A Semisupervised Support Vector Machines Algorithm for BCI Systems

1Institute of Automation Science and Engineering, South China University of Technology, Guangzhou 510640, China
2Shenzhen Institute of Advanced Integration Technology, Chinese Academy of Sciences, The Chinese University of Hong Kong, Hong Kong
3School of Maths, Central-South University, Changsha 410008, China

Received 30 January 2007; Accepted 18 June 2007

Academic Editor: Andrzej Cichocki

Copyright © 2007 Jianzhao Qin et al. This is an open access article distributed under the Creative Commons Attribution License, which permits unrestricted use, distribution, and reproduction in any medium, provided the original work is properly cited.

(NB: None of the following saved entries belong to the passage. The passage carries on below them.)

PR #1277, opened 2023-01-23
nerfplayer with ngp and nerfacto

lsongx:
NeRFPlayer implementation with `instant-ngp-bounded` and `nerfacto` model

Examples:
With `nerfacto` as the base model
nerfacto

With `instant-ngp-bounded` as the base model
instantngp

### DIFF
--- a/nerfstudio/fields/nerfplayer_nerfacto_field.py
+++ b/nerfstudio/fields/nerfplayer_nerfacto_field.py
@@ -1,0 +1,409 @@
+# Copyright 2022 The Nerfstudio Team. All rights reserved.
+#
+# Licensed under the Apache License, Version 2.0 (the "License");
+# you may not use this file except in compliance with the License.
+# You may obtain a copy of the License at
+#
+#     http://www.apache.org/licenses/LICENSE-2.0
+#
+# Unless required by applicable law or agreed to in writing, software
+# distributed under the License is distributed on an "AS IS" BASIS,
+# WITHOUT WARRANTIES OR CONDITIONS OF ANY KIND, either express or implied.
+# See the License for the specific language governing permissions and
+# limitations under the License.
+
+"""
+Field implementations for NeRFPlayer (https://arxiv.org/abs/2210.15947) implementation with nerfacto backbone
+"""
+
+
+from typing import Optional
+
+import numpy as np
+import torch
+from torch.nn.parameter import Parameter
+from torchtyping import TensorType
+
+from nerfstudio.cameras.rays import Frustums, RaySamples
+from nerfstudio.data.scene_box import SceneBox
+from nerfstudio.field_components.activations import trunc_exp
+from nerfstudio.field_components.embedding import Embedding
+from nerfstudio.field_components.field_heads import (
+    FieldHeadNames,
+    PredNormalsFieldHead,
+    SemanticFieldHead,
+    TransientDensityFieldHead,
+    TransientRGBFieldHead,
+    UncertaintyFieldHead,
+)
+from nerfstudio.field_components.spatial_distortions import SpatialDistortion
+from nerfstudio.field_components.temporal_grid import TemporalGridEncoder
+from nerfstudio.fields.base_field import Field
+
+try:
+    import tinycudann as tcnn
+except ImportError:
+    # tinycudann module doesn't exist
+    pass
+
+
+def get_normalized_directions(directions: TensorType["bs":..., 3]):
+    """SH encoding must be in the range [0, 1]
+
+    Args:
+        directions: batch of directions
+    """
+    return (directions + 1.0) / 2.0
+
+
+class TemporalHashMLPDensityField(Field):
+    """A lightweight temporal density field module.
+
+    Args:
+        aabb: parameters of scene aabb bounds
+        num_layers: number of hidden layers
+        hidden_dim: dimension of hidden layers
+        spatial_distortion: spatial distortion module
+    """
+
+    def __init__(
+        self,
+        aabb,
+        temporal_dim: int = 64,
+        num_layers: int = 2,
+        hidden_dim: int = 64,
+        spatial_distortion: Optional[SpatialDistortion] = None,
+        num_levels=8,
+        max_res=1024,
+        base_res=16,
+        log2_hashmap_size=18,
+        features_per_level=2,
+    ) -> None:
+        super().__init__()
+        # from .temporal_grid import test; test() # DEBUG
+        self.aabb = Parameter(aabb, requires_grad=False)
+        self.spatial_distortion = spatial_distortion
+        growth_factor = np.exp((np.log(max_res) - np.log(base_res)) / (num_levels - 1))
+
+        self.encoding = TemporalGridEncoder(
+            input_dim=3,
+            temporal_dim=temporal_dim,
+            num_levels=num_levels,
+            level_dim=features_per_level,
+            per_level_scale=growth_factor,
+            base_resolution=base_res,
+            log2_hashmap_size=log2_hashmap_size,
+        )
+        self.linear = tcnn.Network(
+            n_input_dims=num_levels * features_per_level,
+            n_output_dims=1,
+            network_config={
+                "otype": "FullyFusedMLP",
+                "activation": "ReLU",
+                "output_activation": "None",
+                "n_neurons": hidden_dim,
+                "n_hidden_layers": num_layers - 1,
+            },
+        )
+
+    # pylint: disable=arguments-differ
+    def density_fn(self, positions: TensorType["bs":..., 3], times: TensorType["bs", 1]) -> TensorType["bs":..., 1]:
+        """Returns only the density. Used primarily with the density grid.
+
+        Args:
+            positions: the origin of the samples/frustums
+            times: the time of rays
+        """
+        if len(positions.shape) == 3 and len(times.shape) == 2:
+            # position is [ray, sample, 3]; times is [ray, 1]
+            times = times[:, None]  # RaySamples can handle the shape
+        # Need to figure out a better way to descibe positions with a ray.
+        ray_samples = RaySamples(
+            frustums=Frustums(
+                origins=positions,
+                directions=torch.ones_like(positions),
+                starts=torch.zeros_like(positions[..., :1]),
+                ends=torch.zeros_like(positions[..., :1]),
+                pixel_area=torch.ones_like(positions[..., :1]),
+            ),
+            times=times,
+        )
+        density, _ = self.get_density(ray_samples)
+        return density
+
+    def get_density(self, ray_samples: RaySamples):
+        if self.spatial_distortion is not None:
+            positions = self.spatial_distortion(ray_samples.frustums.get_positions())
+            positions = (positions + 2.0) / 4.0
+        else:
+            positions = SceneBox.get_normalized_positions(ray_samples.frustums.get_positions(), self.aabb)
+        positions_flat = positions.view(-1, 3)
+        time_flat = ray_samples.times.reshape(-1, 1)
+        x = self.encoding(positions_flat, time_flat).to(positions)
+        density_before_activation = self.linear(x).view(*ray_samples.frustums.shape, -1)
+
+        # Rectifying the density with an exponential is much more stable than a ReLU or
+        # softplus, because it enables high post-activation (float32) density outputs
+        # from smaller internal (float16) parameters.
+        density = trunc_exp(density_before_activation)
+        return density, None
+
+    def get_outputs(self, ray_samples: RaySamples, density_embedding: Optional[TensorType] = None):
+        return {}
+
+
+class NerfplayerNerfactoField(Field):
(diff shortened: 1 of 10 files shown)


machenmusik:
Nice!  I've been able to reproduce results, but nerfacc wants to set up CUDA again every time... which takes quite a while.  Not sure whether that is related to changes here, or separate issue.  Do others see the same behavior?

nerfstudio/fields/nerfplayer_nerfacto_field.py
```diff
@@ -0,0 +1,409 @@
...
+
+
+class TemporalHashMLPDensityField(Field):
+    """A lightweight temporal density field module.
+
+    Args:
+        aabb: parameters of scene aabb bounds
+        num_layers: number of hidden layers
+        hidden_dim: dimension of hidden layers
+        spatial_distortion: spatial distortion module
```
tancik, line 66: Add missing arg docs

tancik (commented):
Looks great!

machenmusik:
> Thank you @machenmusik ! It needs to compile `nerfstudio\field_components\cuda` for the first run, which can take up to 20mins. (`MAX_JOBS` env for ninja may help speed up this). But after compiling, I do not need to compile later. Would you mind providing a little more details about 'setting up CUDA again every time'?

For example, I trained the mochi-high-five dataset (`ns-train nerfplayer-nerfacto ...`) to completion; before it started training, I got the usual `Setting up CUDA (This may take a few minutes the first time)` from nerfacc.

But now that I am loading that previously trained checkpoint (`ns-train nerfplayer-nerfacto --load-dir ...`), I am seeing the CUDA setup message and delay again, which I would not expect.

I do notice that I see it from NerfAcc, and then a similar message again
`nerfstudio field components: Setting up CUDA (This may take a few minutes the first time)` - 
I don't remember seeing `nerfstudio field components` previously, but not sure if that is now expected.

lsongx:
> For example, I trained the mochi-high-five dataset (`ns-train nerfplayer-nerfacto ...`) to completion on Windows 10 machine; before it started training, I got the usual `Setting up CUDA (This may take a few minutes the first time)` from nerfacc.
> 
> But now that I am loading that previously trained checkpoint (`ns-train nerfplayer-nerfacto --load-dir ...`), I am seeing the CUDA setup message and delay again, which I would not expect.
> 
> I do notice that I see it from NerfAcc, and then a similar message again `nerfstudio field components: Setting up CUDA (This may take a few minutes the first time)` - I don't remember seeing `nerfstudio field components` previously, but not sure if that is now expected.

Yes, this compilation is expected. Some more CUDA kernels are needed to run nerfplayer -- implementation can be found at `nerfstudio/field_components/cuda`. If this message appears only once on a new machine, I think that is fine.

machenmusik:
> Yes, this compilation is expected. Some more CUDA kernels are needed to run nerfplayer -- implementation can be found at `nerfstudio/field_components/cuda`. If this message appears only once on a new machine, I think that is fine.

Sure, but the issue is that it was required the second time through `ns-train nerfplayer-nerfacto` as well (which is still processing now).

lsongx:
> Sure, but the issue is that it was required the second time through `ns-train nerfplayer-nerfacto` as well (which is still processing now).

I see. Thanks for helping debug this! I think it is related to the `.so` file, which may not exist on Windows. https://github.com/nerfstudio-project/nerfstudio/blob/828d6bc893683042b3763247b65b3adeb5d5ea7e/nerfstudio/field_components/cuda/_backend.py#L30
I updated a new version. Would you mind giving it a try? Thanks again @machenmusik

machenmusik:
> > Sure, but the issue is that it was required the second time through `ns-train nerfplayer-nerfacto` as well (which is still processing now).
> 
> I see. Thanks for helping debug this! I think it is related to the `.so` file, which may not exist on Windows.
> 
> https://github.com/nerfstudio-project/nerfstudio/blob/828d6bc893683042b3763247b65b3adeb5d5ea7e/nerfstudio/field_components/cuda/_backend.py#L30
> 
> 
> Trying to solve this now...

Thanks.  I am trying the latest, still not done with first CUDA compile yet.

machenmusik:
This worked:
```
_C = None
if cuda_toolkit_available():
    if os.listdir(BUILD_DIR) != []:
        # If the build exists, we assume the extension has been built
        # and we can load it.
        print("nerfstudio field components: CUDA set up, loading (should be quick)")
        _C = load(
            name=NAME,
            sources=glob.glob(os.path.join(PATH, "csrc/*.cu")),
            extra_cflags=["-O3", "-std=c++14"],
            extra_cuda_cflags=["-O3", "-std=c++14"],
            extra_include_paths=[],
        )
    else:
        # Build from scratch. Remove the build directory just to be safe: pytorch jit might stuck
        # if the build directory exists.
        shutil.rmtree(BUILD_DIR)
        print("nerfstudio field components: Setting up CUDA (This may take a few minutes the first time)")
        _C = load(
            name=NAME,
            sources=glob.glob(os.path.join(PATH, "csrc/*.cu")),
            extra_cflags=["-O3", "-std=c++14"],
            extra_cuda_cflags=["-O3", "-std=c++14"],
            extra_include_paths=[],
        )
        print("nerfstudio field components: Setting up CUDA finished")
else:
    print("nerfstudio field components: No CUDA toolkit found. Some models may fail.")
```

Also https://github.com/KAIR-BAIR/nerfacc/pull/150

machenmusik:
Pushed the working change -- note that https://github.com/KAIR-BAIR/nerfacc/pull/150 is also needed or else nerfacc 0.3.x has same problem.  Does this still work on Linux?

lsongx:
> Pushed the working change -- note that [KAIR-BAIR/nerfacc#150](https://github.com/KAIR-BAIR/nerfacc/pull/150) is also needed or else nerfacc 0.3.x has same problem. Does this still work on Linux?

Yes. This works. Thanks!
If a user cancels the compilation in the middle, the folder is not empty. But loading a non-empty and unfinished build may have some issues (from this comment)
https://github.com/KAIR-BAIR/nerfacc/blob/58d6b4c46dfee36ab4b565ab0655b1a27ff4859f/nerfacc/cuda/_backend.py#L78

machenmusik:
> Yes. This works. Thanks! If a user cancels the compilation in the middle, the folder is not empty. But loading a non-empty and unfinished build may have some issues (from this comment) https://github.com/KAIR-BAIR/nerfacc/blob/58d6b4c46dfee36ab4b565ab0655b1a27ff4859f/nerfacc/cuda/_backend.py#L78

Library suffixes are generally .so, .dll, or .a - right?  Maybe checking for those would work for both Linux and Windows (and perhaps Mac as well).

lsongx:
> Library suffixes are generally .so, .dll, or .a - right? Maybe checking for those would work for both Linux and Windows (and perhaps Mac as well).

Sounds good. But I cannot find an example of that. Do you know some examples so that we can learn from them?
Or we can simply ignore the suffix, like
```
if NAME in [p.stem for p in Path(BUILD_DIR).glob("*")]:
```

I see that most of the libs do not use the jit load. They move the build to the setup step (i.e., `pip install` step), and load it as a module.  Not sure if this will be good practice for nerfstudio and nerfacc.

machenmusik:
> Sounds good. But I cannot find an example of that. Do you know some examples so that we can learn from them? 

I was thinking simply to do logical OR of exists calls; they should be lightning quick.

> I see that most of the libs do not use the jit load. They move the build to the setup step (i.e., `pip install` step), and load it as a module. Not sure if this will be good practice for nerfstudio and nerfacc.

Right, the install would then take a rather long time even if the user never utilized those functions.

lsongx:
> I was thinking simply to do logical OR of exists calls; they should be lightning quick.

Agree. I think we may wait and see if there are enough people from different platforms willing to help test it.
Besides, NerfAcc @liruilong940607  may also provide a better solution. We can come back to this later.
Do you think currently the directory check solution can get merged? After searching for a while, the stuck problem brought by non-empty build dir looks not common.

machenmusik:
Note: this did NOT work (and would have rebuilt for many minutes if I hadn't commented out the rmtree)
```
if os.path.exists(os.path.join(BUILD_DIR, f"{NAME}.so")) or os.path.exists(os.path.join(BUILD_DIR, f"{NAME}.dll")) or os.path.exists(os.path.join(BUILD_DIR, f"{NAME}.a")):
```
I would merge with the directory check.

machenmusik (approved):
Thanks for contributing and refining!  @tancik any last requests?

tancik:
> I see that most of the libs do not use the jit load. They move the build to the setup step (i.e., pip install step), and load it as a module. Not sure if this will be good practice for nerfstudio and nerfacc.

I think this is really what we should be doing. Since this is the first cuda code in this repo, maybe we should do this now.

lsongx:
For the sometimes unwanted time-consuming build (they do not use it),  what about providing an extra step for `pip install`? 

The default behavior of `pip install` remains the same (no compilation). Then if someone wants to use it, we first throw an error message, telling the user to run another `pip install [compile setup]`.

tancik:
yea, let's start with that for now, it could be `pip install .[cuda]`

machenmusik:
The only concern I have is that the CUDA compile times are egregiously long, and people should be warned that the extra install will be lengthy.  It may also be worth trying to mention that second install step after doing the initial one for those that want to get it out of the way, and allowing a way to ask for all the compiles to be triggered up front.

If nerfacc doesn't have the same behavior (so still stalls) or requires a separate additional install step, that could get tedious.

tancik:
> The default behavior of pip install remains the same (no compilation). Then if someone wants to use it, we first throw an error message, telling the user to run another pip install [compile setup].

I think this solution of yours solves the issue of it taking a while, since people will only run it if necessary

`Nerfacc` is trickier, we can figure out what to do with that later.

machenmusik:
> > The default behavior of pip install remains the same (no compilation). Then if someone wants to use it, we first throw an error message, telling the user to run another pip install [compile setup].
> 
> I think this solution of yours solves the issue of it taking a while, since people will only run it if necessary
> 
> `Nerfacc` is trickier, we can figure out what to do with that later.

Trickier perhaps, but if we want to avoid JIT stalls for more deterministic behavior, there seems little point in doing so for field components but still stalling on nerfacc's CUDA JIT.  That is actually worse IMO since you have to do two separate CUDA compiles, one of which is unexpected.

tancik:
> Trickier perhaps, but if we want to avoid JIT stalls for more deterministic behavior, there seems little point in doing so for field components but still stalling on nerfacc's CUDA JIT. That is actually worse IMO since you have to do two separate CUDA compiles, one of which is unexpected.

I agree. I've got to chat with @liruilong940607 to get his input first.

machenmusik:
Great.  For pytorch cuda, IIRC we download (pre-built) wheels, perhaps we can do similar for nerfacc and nerfstudio...

tancik:
> Great. For pytorch cuda, IIRC we download (pre-built) wheels, perhaps we can do similar for nerfacc and nerfstudio...

That would be cool, it surpasses my knowledge on python deployment. How easy is that to do in practice? Also does pypi support multiple wheels?

machenmusik:
I am not terribly familiar with the build mechanics either - but it does seem like the right approach.  Volunteers welcome...

machenmusik:
https://discuss.python.org/t/what-to-do-about-gpus-and-the-built-distributions-that-support-them/7125

machenmusik:
From some light research, making wheels available for various permutations seems a challenge;
at the moment I would suggest restoring the behavior we had with nerfacc 0.2.x (with the appropriate change to nerfacc)
https://github.com/nerfstudio-project/nerfstudio/pull/1277#issuecomment-1404215735
until there is a better solution that does not force lengthy CUDA recompilation every time on Windows.

machenmusik:
(It seems unfortunate that we're holding this up on the CUDA JIT question, when the nerfplayer functionality seems to work well.)

tancik:
> (It seems unfortunate that we're holding this up on the CUDA JIT question, when the nerfplayer functionality seems to work well.)

True, is the cuda in a good state now (ie the original issue you brought up @machenmusik is resolved). If so I'm fine with merging and addressing larger cuda changes later.

machenmusik:
@tancik yes the Windows CUDA recompilation is fixed by combination of https://github.com/nerfstudio-project/nerfstudio/pull/1277/commits/59cb8d2ca49fa500bee331337da7e2dfcd26d49a in this PR, and also https://github.com/KAIR-BAIR/nerfacc/pull/150 which is merged but may need a release and dependency bump.

tancik:
Ok, @lsongx feel free to merge when ready.

lsongx:
Thanks, merged! Feel free to mention me if there are any bug reports or feature requests or ... related to these PRs. Will be happy to contribute more, including future CUDA changes.

tancik:
Sounds good, thanks for adding this @lsongx!

machenmusik:
Nice work @lsongx !
@tancik do we need to bump nerfacc version separately?

tancik:
@machenmusik the nerfacc version was just bumped. There are also not nerfacc wheels https://github.com/KAIR-BAIR/nerfacc#installation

As an emerging technology, brain-computer interfaces (BCIs) bring us new communication interfaces which translate brain activities into control signals for devices like computers, robots, and so forth. In this study, we propose a semisupervised support vector machine (SVM) algorithm for brain-computer interface (BCI) systems, aiming at reducing the time-consuming training process. In this algorithm, we apply a semisupervised SVM for translating the features extracted from the electrical recordings of brain into control signals. This SVM classifier is built from a small labeled data set and a large unlabeled data set. Meanwhile, to reduce the time for training semisupervised SVM, we propose a batch-mode incremental learning method, which can also be easily applied to the online BCI systems. Additionally, it is suggested in many studies that common spatial pattern (CSP) is very effective in discriminating two different brain states. However, CSP needs a sufficient labeled data set. In order to overcome the drawback of CSP, we suggest a two-stage feature extraction method for the semisupervised learning algorithm. We apply our algorithm to two BCI experimental data sets. The offline data analysis results demonstrate the effectiveness of our algorithm.